Copy out every line of the data where the word "errors" is found.

START MATERIAL SHOWN

PR #712, opened 2024-10-07
Pattern directory: Add pattern endpoint test matching schema

ryelle:
We recently had an issue causing errors on client WP sites because the Patterns API returned malformed category data — see #711. We did not have any tests to catch that change. This adds a very simple test to check the pattern API response against its own schema. This is not a perfect check (since the validation normalizes arrays), so I've also added some extra checks to make sure the pattern content is never empty, and the two [array values used in core](https://github.com/WordPress/WordPress/blob/master/wp-includes/rest-api/endpoints/class-wp-rest-pattern-directory-controller.php#L191-L200) (`category_slugs` & `meta.wpop_block_types`) are sequential arrays.

See related tests in https://github.com/WordPress/wordpress.org/pull/393

1. Start up the wp-env
2. Run `yarn test:php` or `yarn test:php -- --group rest-api` for just this test
3. It should pass ✅ 
4. Comment out the `array_values` fix in [plugins/pattern-directory/includes/pattern-post-type.php](https://github.com/WordPress/pattern-directory/blob/a47c46cbbcc18731da5963bb3f8ccd9f38b6a4be/public_html/wp-content/plugins/pattern-directory/includes/pattern-post-type.php#L298)
5. Run the test again
6. It should fail ❌

### DIFF
--- a/public_html/wp-content/plugins/pattern-directory/tests/phpunit/endpoint-wporg-pattern-test.php
+++ b/public_html/wp-content/plugins/pattern-directory/tests/phpunit/endpoint-wporg-pattern-test.php
@@ -42,7 +42,12 @@ class Endpoint_Wporg_Pattern_Test extends WP_UnitTestCase {
 	}
 
 	/**
-	 * Verify the pattern response matches the schema.
+	 * Verify the pattern response matches the schema, plus strict type checking
+	 * for the array values.
+	 *
+	 * `rest_validate_value_from_schema` will check most values, but it also
+	 * "normalizes" array values to associative arrays, which does not happen
+	 * in practice, so we need to manually test those values.
 	 */
 	public function test_pattern_directory_api() {
 		$request = new WP_REST_Request( 'GET', '/wp/v2/wporg-pattern/' . self::$pattern_id );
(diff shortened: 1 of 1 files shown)


public_html/wp-content/plugins/pattern-directory/tests/phpunit/endpoint-wporg-pattern-test.php
```diff
@@ -0,0 +1,74 @@
...
+		// New request to get schema, so that `rest_api_init` is called (to register the custom endpoint fields).
+		$request = new WP_REST_Request( 'OPTIONS', '/wp/v2/wporg-pattern/' . self::$pattern_id );
+		$response = rest_do_request( $request );
+		$schema = $response->get_data();
+		$schema = $schema['schema'];
+
+		$result = rest_validate_value_from_schema( $pattern, $schema );
+		$this->assertTrue( $result );
+
+		// Pattern content should always exist.
```
StevenDufresne, line 67: Should these comments be passed as messages in the assert functions?

public_html/wp-content/plugins/pattern-directory/tests/phpunit/endpoint-wporg-pattern-test.php
```diff
@@ -0,0 +1,74 @@
...
+		$this->assertNotEmpty( $pattern['pattern_content'] );
+
+		// Check that these arrays are sequential, not associative arrays.
```
StevenDufresne, line 70: Assuming yes, but can't these be empty? Do we need to test for that?

public_html/wp-content/plugins/pattern-directory/tests/phpunit/endpoint-wporg-pattern-test.php
ryelle: Sure, done in https://github.com/WordPress/pattern-directory/pull/712/commits/61c8e979417cf030b7c94390c1901f6d474b971e

public_html/wp-content/plugins/pattern-directory/tests/phpunit/endpoint-wporg-pattern-test.php
ryelle: They can be, and as long as they're arrays it shouldn't cause any issues in the core API, so I don't think we need to test that.

PR #725, opened 2025-07-07
Fix 'core/interface' registration error

### LINKED ISSUE #723: WP Pattern Directory Pattern Editor not working properly due to store core/interface' already registered error
**Describe the bug**
When attempting to create a new pattern using the WordPress Pattern Directory editor, an error "Store 'core/interface' is already registered. i@registry.js:220" appears in the browser's developer console. This error prevents blocks added to the editor from rendering and styling correctly, leading to a broken visual experience where blocks do not appear as expected or lose their intended styling.

**To Reproduce**
1. Go to 'https://wordpress.org/patterns/new-pattern/'
2. Use the editor to add any blocks (e.g., Paragraph, Image, Columns).
3. Observe that the added blocks are not working as expected; their styling is incorrect or they fail to render properly.
4. Open the browser's developer console (usually by pressing F12 or right-clicking and selecting "Inspect" then navigating to the "Console" tab).
5. See the error message: Store "core/interface" is already registered. i@registry.js:220

**Expected behavior**
When using the WordPress Pattern Directory editor, blocks should render and apply their styling correctly without any console errors. The editing experience should be smooth, allowing users to accurately preview the pattern they are creating.

**Screenshots**
Windows - Edge Browser: https://share.zight.com/5zuk0xWP
Windows - Chrome: https://share.zight.com/eDupNq95
MacOS - Chrome: https://share.zight.com/7KulYOdz

- OS: Windows 10/11, macOS (Latest versions)
- Browser: Chrome, Firefox, Edge
- Version: Latest stable versions (e.g., Chrome v138.0.7204.63 , Edge v138 as of July 2025)

gigitux:
Fixes #723.

This PR fixes the `core/interface` registration error, but it doesn't fix the other errors mentioned in the issue. 

This error happens because `core/interface` is a package included in the bundle and not available on the document object. 
Currently, on the `/new-pattern/` route are loaded the `site-editor` scripts and the bundle of the pattern creator editor.
Both of them, under the hood, load the `@wordpress/editor` package and this causes that the `core/interface` store is registered twice. 

With this PR, the `@wordpress/editor` is bundled in the pattern creator editor and the `site-editor` scripts aren't loaded. In this way, the `core/interface` store is registered once. 

At the same time, while this PR can be a good temporary solution, I think that we need to explore https://github.com/WordPress/pattern-directory/pull/719. As mentioned in #719, this will reduce the maintenance cost and fix other issues too.

Props <username>, <username>

1. Visit `/new-pattern/`
2. Open the dev tools.
3. Ensure that `Store "core/interface" is already registered.` isn't visible.

### DIFF
--- a/public_html/wp-content/plugins/pattern-creator/pattern-creator.php
+++ b/public_html/wp-content/plugins/pattern-creator/pattern-creator.php
@@ -182,7 +182,6 @@ function pattern_creator_init() {
 		'after'
 	);
 
-	wp_enqueue_script( 'wp-edit-site' );
 	wp_enqueue_script( 'wp-format-library' );
 	wp_enqueue_style( 'wp-edit-site' );
 	wp_enqueue_style( 'wp-format-library' );
--- a/public_html/wp-content/plugins/pattern-creator/webpack.config.js
+++ b/public_html/wp-content/plugins/pattern-creator/webpack.config.js
@@ -1,4 +1,5 @@
 const defaultConfig = require( '@wordpress/scripts/config/webpack.config' );
+const DependencyExtractionWebpackPlugin = require( '@wordpress/dependency-extraction-webpack-plugin' );
 
 const config = {
 	...defaultConfig,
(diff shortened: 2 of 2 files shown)


ryelle (approved):
Looks good, fixes the error as described.

The failing test is also failing on trunk, and it's two parts— first, the call to `npm run test:unit --workspace=wporg-pattern-directory-theme` can be removed, since the old theme is not used anymore. But then the creator tests also fail with "SyntaxError: Unexpected token 'export'". Out of scope for this PR, and maybe irrelevant with #719 since it removes the separate creator plugin.

gigitux:
Thanks for the review! Should I merge the PR?

@ryelle let me know how I can assist you to make #719 ready to be reviewed!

END MATERIAL SHOWN

**ANSWER SPACE:**
We recently had an issue causing errors on client WP sites because the Patterns API returned malformed category data — see #711. We did not have any tests to catch that change. This adds a very simple test to check the pattern API response against its own schema. This is not a perfect check (since the validation normalizes arrays), so I've also added some extra checks to make sure the pattern content is never empty, and the two [array values used in core](https://github.com/WordPress/WordPress/blob/master/wp-includes/rest-api/endpoints/class-wp-rest-pattern-directory-controller.php#L191-L200) (`category_slugs` & `meta.wpop_block_types`) are sequential arrays.
When using the WordPress Pattern Directory editor, blocks should render and apply their styling correctly without any console errors. The editing experience should be smooth, allowing users to accurately preview the pattern they are creating.
This PR fixes the `core/interface` registration error, but it doesn't fix the other errors mentioned in the issue. 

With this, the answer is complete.